One year I spent a lot of time with professional magicians. A few showed me the secrets to their tricks. Whenever they did, the skill and dexterity required for sleight-of-hand struck me as far more impressive than the idea that magic had been performed. It reminded me of my own experience with statistics.
Data analysis is very similar to performing magic. With great skill you can pull things together and create the perception of surprising relationships. Often the magic is getting people to look at one thing, when they should be seeing another. Similarly with statistics, it’s often not the correlation that’s interesting but what you did to find it.
This is important to keep in mind as the world embarks on the big data revolution. Big data is very large data sets, collected by the government, corporations, and institutions, becoming more available. Using this data, firms and policymakers can figure out what programs work (like health treatments, and which people respond to government incentives) and what consumers want. The deluge of information is expected to increase efficiency and lower prices. In a recent report, the McKinsey Global Institute encourages the increased availability of big data. It estimates that greater access to big data has the potential to create $3 trillion a year in value.
It is generally true that more information is better, though big data comes at a cost in terms of privacy and data collection. Yet what concerns me is the proper interpretation of big data. An earlier McKinsey report addresses this issue. It notes a dearth of trained statisticians, estimating that America is short 140,000 to 190,000 workers with the skills to handle data. But lack of talent is not just an impediment; it’s a potential source of danger. People, even those who know better, often take correlations literally and make decisions based on them, without appreciating the magic behind the numbers.

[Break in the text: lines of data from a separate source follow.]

PR #965, opened 2019-07-01
Add proto to OpenAPI to support CUE constraints pipeline

mpvl:
This CL is an alternative to PR #957.

Notable differences:

- This does not use the regular proto generation infrastructure
as the idea is to combine more than just Protobufs  as a source
for the OpenAPI schema (e.g. Go code and CUE files)

- All files are self-contained, but not do repeat imported types:
types are included as a component with a fully qualified path.

- Fixes several issues relative to #957:
  - uses JSON names
  - fixes oneOf (current representation reflects the proto accurately)
  - accurate interpretation of protobuf types, even if not
    supported by OpenAPI (e.g. uint64)

Current issues:

- Proto types with standard mappings to JSON still map
  to the proto type. Question: support both or just JSON mapping.
- Not printing document info and version yet.


mpvl:
@jasonwzm @geeknoid: as mentioned over email.

jasonwzm:
Can we just check in the json files for now and I would like to talk to you about the tools integration in the pipeline tomorrow?

mpvl:
@jasonwzm: sure, but did you mean also not check in the generation script? Note that this does not check in any of the cue files already, only the final result and the script.

jasonwzm:
The schema is checked in at https://github.com/istio/api/pull/989. Closing this one.

PR #969, opened 2019-07-03
Add default validation context options for mTLS

Phlak106:
Envoy exposes a default validation context which gets merged with the validation context from SDS via Pilot.  However, those options are not exposed to users. This would allow users to configure the default validation context similar to Envoy and let Pilot merge the contexts but with more defaults.

https://github.com/istio/istio/blob/c5ff36a66084fe7f3b72d5a15203f5783317dbec/pilot/pkg/networking/core/v1alpha3/gateway.go#L424

https://discuss.istio.io/t/mtls-default-rootca-for-client-certificates/2881/9


Phlak106:
I signed it!

networking/v1alpha3/gateway.proto
```diff
@@ -403,6 +403,57 @@ message Server {
...
+      // If not specified and a peer certificate is presented it will not be
+      // verified. By default, a client certificate is optional, unless one of
+      // the additional options (
+      // :ref:`require_client_certificate`
+      // :ref:`verify_certificate_spki`
+      // is also specified.
+      //
+      // See :ref:`the TLS overview <arch_overview_ssl_enabling_verification>`
+      // for a list of common system CA locations.
+      string trusted_ca = 1;
```
hzxuzhonghu: what's this? A ca file or ca string?

networking/v1alpha3/gateway.proto
```diff
@@ -403,6 +403,57 @@ message Server {
...
+      // server certificate for clusters or client certificate for listeners).
+      // If not specified and a peer certificate is presented it will not be
+      // verified. By default, a client certificate is optional, unless one of
+      // the additional options (
+      // :ref:`require_client_certificate`
+      // :ref:`verify_certificate_spki`
+      // is also specified.
+      //
+      // See :ref:`the TLS overview <arch_overview_ssl_enabling_verification>`
+      // for a list of common system CA locations.
```
hzxuzhonghu: you should not copy all envoy docs

networking/v1alpha3/gateway.proto
```diff
@@ -403,6 +403,57 @@ message Server {
...
+      //     | openssl enc -base64
+      //   NvqYIYSbgK2vCJpQhObf77vv+bQWtc5ek5RIOwPiC9A=
+      //
+      // This is the format used in HTTP Public Key Pinning.
+      repeated string verify_certificate_spki = 2;
+    
+      // An optional `certificate revocation list 
+      // <https://en.wikipedia.org/wiki/Certificate_revocation_list>`_
+      // (in PEM format). If specified, Envoy will verify that the presented
+      // peer certificate has not been revoked by this CRL. If this DataSource
```
hzxuzhonghu: nit: also fix comments

networking/v1alpha3/gateway.proto
```diff
@@ -403,6 +403,57 @@ message Server {
...
+      // contains multiple CRLs, all of them will be used.
+      repeated string crl = 3;
```
hzxuzhonghu: Usually, it is hard to use, have no idea when you need this

networking/v1alpha3/gateway.proto
Phlak106: Neither?  I intended it to be a secret of type kubernetes.io/tls

networking/v1alpha3/gateway.proto
Phlak106: Fair. Will remove.

Phlak106:
I apologize for the extra commits. I'm trying to amend them so they pass the CLA check.

Phlak106:
Abandoning to fix the commit history

PR #970, opened 2019-07-08
add parameter to allow specify HTTP redirect code

ckcd:
This adds a `redirectCode` parameter to `HTTPRedirect` to allow for specify HTTP redirect code. e.g. set `redirectCode` to `308` rather than `301` to avoid method change to `GET`.

See https://github.com/istio/istio/issues/15292 for further information.


networking/v1alpha3/virtual_service.proto
```diff
@@ -855,6 +855,10 @@ message HTTPRedirect {
   // On a redirect, overwrite the Authority/Host portion of the URL with
   // this value.
   string authority = 2;
+
+  // On a redirect, use HTTP statusCode 308 to avoid method change
+  // to GET.
+  bool use_permanent_redirect = 3;
```
rshriram: rather than have a boolean, why not simply have
```
redirectCode: uint32
```

and in validation, we can check if the redirect code is in 3xx range.. I believe envoy allows specifying a redirect code right?

ckcd: yes, `envoy` can specify this redirect code as `301` `302` `307` or `308`, which can be found here:
https://www.envoyproxy.io/docs/envoy/latest/api-v2/api/v2/route/route.proto#enum-route-redirectaction-redirectresponsecode

I agree with your opinion ~ will do the change soon~

ckcd: BTW how can I do this validation ?  I didn't see any other `Validate()` code or `protoc-gen-validate` tools. or should I do this in where call this parameter in Istio?

ckcd: @rshriram DONE~ please review it , Thanks !!

ckcd:
@rshriram PTAL. Thanks !

ckcd:
cla test

ckcd:
seems like the CLA failed is because of the `mergify` bot.

@rshriram  can this be merge ? or should I do some rebase for it ?

ckcd:
seems like the CLA failed is because of the `mergify` bot.

@rshriram  can this be merge ? or should I do some rebase for it ?

ckcd:
seems like the CLA failed is because of the `mergify` bot do a merge from master to this branch and it has NO CLA.

@rshriram can you merge this PR ?  thanks ~

PR #973, opened 2019-07-10
Add TLS certificate default validation options

Phlak106:
Envoy exposes a default validation context which gets merged with the validation context from SDS via Pilot. However, those options are not exposed to users. This would allow users to configure the default validation context similar to Envoy and let Pilot merge the contexts but with more defaults.  This change would go hand in hand with a change to Pilot to consume the defaults.

[ ] Docs
[ ] Installation
[x] Networking
[ ] Policies and Telemetry
[x] Security
[ ] Test and Release
[ ] User Experience
[ ] Developer Infrastructure

https://github.com/istio/istio/blob/c5ff36a66084fe7f3b72d5a15203f5783317dbec/pilot/pkg/networking/core/v1alpha3/gateway.go#L424

https://www.envoyproxy.io/docs/envoy/latest/api-v2/api/v2/auth/cert.proto#auth.CertificateValidationContext

https://discuss.istio.io/t/mtls-default-rootca-for-client-certificates/2881/9

Duplicate of https://github.com/istio/api/pull/969 to fix the commit history with correct author tags


Phlak106:
@hzxuzhonghu

Phlak106:
I signed it!

networking/v1alpha3/gateway.proto
```diff
@@ -403,6 +403,28 @@ message Server {
     // Optional: If specified, only support the specified cipher list.
     // Otherwise default to the default cipher list supported by Envoy.
     repeated string cipher_suites = 9;
+
+    // Options for validating a certificate
+    message CertificateValidationContext
+    {
```
venilnoronha: nit: move this to the previous line

networking/v1alpha3/gateway.proto
```diff
@@ -403,6 +403,28 @@ message Server {
...
+      // An optional list of base64-encoded SHA-256 hashes. If specified, the
+      // proxy will verify that the SHA-256 of the DER-encoded Subject Public
+      // Key Information (SPKI) of the presented certificate matches one of
+      // the specified values.
+      repeated string verify_certificate_spki = 2;
+    }
+
+    // Optional: If specified, use these options for default TLS validation.
+    // This context will be merged with the context from SDS.
+    CertificateValidationContext default_validation_context = 11;
```
venilnoronha: Use a full name, like `certificate_validation_context`?

networking/v1alpha3/gateway.proto
```diff
@@ -403,6 +403,27 @@ message Server {
...
+
+    // Options for validating a certificate
+    message CertificateValidationContext {
+      // Name of a TLS certificate secret containing certificate authority
+      // certificates to use in verifying a presented peer certificate (e.g.
+      // server certificate for cluster or client certificate for listeners).
+      // If not specified and a peer certificate is presented it will not be
+      // verified. By default, a client certificate is optional unless TLS
+      // mode is MUTUAL.
+      string trusted_ca = 1;
```
rshriram: how is this different from https://github.com/istio/api/pull/973/files#diff-8aa9e28deea4d3d00698818bb407e3b0R355 ? the ca_certificates field below private_key.

networking/v1alpha3/gateway.proto
```diff
@@ -403,6 +403,27 @@ message Server {
...
+
+      // An optional list of base64-encoded SHA-256 hashes. If specified, the
+      // proxy will verify that the SHA-256 of the DER-encoded Subject Public
+      // Key Information (SPKI) of the presented certificate matches one of
+      // the specified values.
+      repeated string verify_certificate_spki = 2;
```
rshriram: is there a more simpler explanation for this rather than copying the content straight out of envoy? We have tried to simplify the explanations to make it easier for people to use.

networking/v1alpha3/gateway.proto
Phlak106: The one below the private_key is a file mount path.  The file path approach does not leverage secret rotation and doesn't work with SDS. This one is intended to be a true secret that contains namespace or cluster-wide trusted CAs that gets merged with any intermediates that come from the SDS context.

networking/v1alpha3/gateway.proto
Phlak106: I can make it more concise. Not sure about simpler. I think noting the SHA-256 is important.

Phlak106:
@wattli Can you take a look?

networking/v1alpha3/gateway.proto
rshriram: But for SDS, we actually ask the user to create two secrets.. secret, and secret-cacert, IIRC. @myidpt / @wattli ?

Phlak106: Until recently (https://github.com/istio/istio/pull/15496), for SDS you had to create a single opaque secret with server key, server cert, and CAs for client authentication. Now you can create two tls-type secrets and as long as you have the magic suffix "-cacert" SDS will do the right thing. CredentialName will only be the server tls secret and SDS will assume the existence of the -cacert secret. Also, SDS won't really manage the -cacert one though if I understand it correctly.

This approach was started before that PR was picked up by @JimmyCYJ after the original was dropped. It also attempts to avoid the magic suffix.

rshriram: Thanks for the clarification. In that case, its all the more important to not have this trusted_ca secret name inside this message. PTAL at https://github.com/istio/api/pull/973/files#diff-8aa9e28deea4d3d00698818bb407e3b0R373 .. This was the original intent several months ago. If you want to explicitly specify the secret for the cacert instead of using the magic suffix, then please add cacert_credential_name below the `string credential_name` with the appropriate explanation. Otherwise, we would be fragmenting the info across two different proto messages [it turns out strangely in yaml as well as docs].

once you move the cacert_crednetial_name or [whatever]_credential_name out, the only thing left in this message is the verify_certificate_spki field. You can hoist this field into the main proto message itself.

costinm:
And even if we do end up supporting this - adding it to the API directly doesn't make sense, we don't even have a prototype implementation of cert rotation or multicluster public cert merging.

costinm:
Also on the '2 secrets' - I don't thing this was reviewed by Env/Operator/installer - we will need to discuss because it conflicts with the plans for multicluster simplification and setup.

costinm:
To be clear: moving the trusted public keys out of ingress cert is great. It is not clear yet how the set of trusted CAs will be configured and distributed - there are several MC implications. We may allow it to be 
set globally or per namespace.  

Clearly sidecars and Gateways can't access Secrets in a different namespace, and public keys are also clearly not secret.

myidpt:
@Phlak106 Would you like to bring this up in the Istio security WG tomrrow? We can get some feedback from the community as well.

costinm:
Also in Env WG - since it impacts both operator and MC and install config.
I suspect Networking WG must also approve as it's a change to Gateway.

Phlak106:
What times are the WG meetings?

myidpt:
The WG meeting will be at 11AM tomorrow:
https://github.com/istio/community/blob/master/WORKING-GROUPS.md#working-group-meetings

costinm:
For any config and install changes - Env WG is at 10AM on Wed - tomorrow
and every 2 weeks.

rshriram:
FYI All he is doing (in the end) is literally adding verify_pki_sha field just like the way we have tls version checks. Not sure what’s there for all working groups to chime in on for this. 

We already have two secrets for private key and ca cert as mentioned in the docs.

costinm:
Distribution of the root cert is pretty critical for install - operator,
new installer, upgrade, etc. We must make sure changes are consistent and
can be safely applied.

costinm:
For reference - can you add to the PR description a quick link to envoy
reference of the field we would generate ?

costinm:
To be clear - there are several issues here. No problem with adding an
option for pki sha validation consistent with other ones.

But it should not depend on SDS, nor a particular way to configure public
keys distribution. Rotation , deployment, multicluster and other factors
are involved in the rootca distribution, we want a consistent solution.

rshriram:
@Phlak106 can you move the pki sha thing out of the validation context message into the main server message near the TLS version info fields ?

We can tackle the “addition of an api field for specifying the CA cert to verify client connections “ in a separate discussion.

costinm:
Also any reason to support spki but not verify_certificate_hash ? 

I would add it next to the subject_alt_name section, because they serve the same purpose (cipher suites and protocol versions affect the handshake selection, not client auth).

Phlak106:
Can definitely move the SPKI field out and separate from the CA cert options.

As for the has field, I omitted it because of the note on SPKI: This option is preferred over verify_certificate_hash, because SPKI is tied to a private key, so it doesn’t change when the certificate is renewed using the same private key. I can add the hash field too.

Phlak106:
@googlebot I consent

rshriram:
Bad merge

rshriram:
@costinm / @wattli - PTAL.. better to get this in before the code freeze

Phlak106:
Yes, please. Especially since there will also need to be a change to consume this in Pilot.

Interpreting data is more of an art than a science. But unlike magicians, most researchers do not intentionally mislead people. A big concern when you run statistics is bias (over- or understating a relationship) and mistaking correlation for causation (whether X causes Y or just that they tend to occur at the same time). You might get biased results by either using the wrong data or an inappropriate estimation technique. Minimizing bias requires making subjective judgments. If you ran numbers on a large data set without inspecting it, removing outliers, and choosing the best model — you’d have much more bias than if you used some discretion.